I liked the wacky faux-industrial vox stuff thrown in at 1:57; it added something really cool to the texture, and clicked nicely with the synths before taking over in the foreground at 2:20. It got a little repetitive due to being used for so long without a break, but it was a cool idea and used well, so I personally didn't have an issue.

For something that no one else brought up, that synth at 1:03 couldn't have been more blocky-sounding; it's strange because for certain lead tones, the blocky feel seemed sloppy (1:03-1:57) and sapped the track of energy, but once the vox/SFX fuckery arrived, the blocky timing of the lead wasn't an issue; it could be from:
1) having something more energetic and less mechanical surrounding it (e.g. 2:22); or
2) because you used doubling under the melodic synth at 1:57; or
3) because you also used a different tone for the melodic line at 2:22.

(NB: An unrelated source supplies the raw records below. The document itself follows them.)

Issue #1270, opened 2024-10-31
PERFECT Tides finding incorrect roots


veome22:
**Issue**
When using `--tides-prescription PERFECT`, the root finder seems to fail consistently for binaries with initial separations of ~30 AU, and masses (10+5).

**To Reproduce**
Run: 
```
./COMPAS --random-seed 0 -n 1  --initial-mass-1 10 --initial-mass-2 5 --semi-major-axis 20  --eccentricity 0.0 --chemically-homogeneous-evolution-mode NONE --tides-prescription PERFECT
```

**Expected behavior**
When solving for the cubic polynomial roots by brute force, I obtain a sensibly small value of $\Omega$. However, the value from the root solver implemented in `OmegaAfterSynchronisation()` of BaseBinarStar.h returns a very large value, which leads to an instant stellar merger.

Either way, I don't know. Feel free to run that by other people and see if they agree at all. To me, I'd really like to hear the synth at 1:03 in particular sound more expressive.

The changeup at 3:07 didn't really make much sense to me, but that could be because I haven't played Twilight Princess. It was abrupt and broke the flow, but I'll live.

Chimpazilla had some good criticisms of the mixing/panning that would definitely improve this, even though that stuff didn't affect my vote, since the part-writing was clear/discernible enough, IMO.

Pretty close stuff here, Garrett, and the arrangement aspect of this seems like a pass already. There are just multiple smaller production issues adding up to hold this back (but not by much, IMO). See if you can take the advice of the Js to get the production on more solid ground. Definitely don't drop this one!